Gibt es denn in Java keinen mitgelieferten HtmlEncoder? Ich bin schon über ein paar HtmlEncoder in externen Libs gestolpert, aber da muß doch einer dabei sein? Oder eine andere Funktion, die mir aus "Ü" ein "& Uuml;" macht.

Danke!

Bronks


----------



## Gast (15. Aug 2005)

commons-lang, die commons gehören ja quasi schon zum standard


----------



## bronks (24. Aug 2005)

@Gast: Danke

Ich bekomme es mit der Lib leider nicht hin, weil mir irgendwie die Funktion fehlt.
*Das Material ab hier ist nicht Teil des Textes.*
PR #213, opened 2019-11-22
Check CC before process alerts

### LINKED ISSUE #199: Stop creating new pods based on alerts if CC is down.
When the CC is down and the kafka-operator reacts on alert, the newly created broker isn't put properly to the cluster. In this case, the number of pods will be flapping.

I think it would be better if we turn off the reactions on alert when the CC will be down.

pbalogh-sa:
Signed-off-by: Peter Balogh <p.balogh.sa@gmail.com>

Kann mir bitte jemand eine Zeile mit einem Funktionsaufruf posten, der mir ein "ü" encodet.

Danke!


----------



## Gast (25. Aug 2005)

Ohne nachzusehen würdeich sagen, escapeHTML und unescapeHTML sind die gesuchten Methoden.

Gruß


----------



## bronks (25. Aug 2005)

Gast hat gesagt.:
			
		

> Ohne nachzusehen würdeich sagen, escapeHTML und unescapeHTML sind die gesuchten Methoden ...


Aber logisch! Escape! Bin wohl total aufm Schlauch gestanden!  :lol: 

Danke!


----------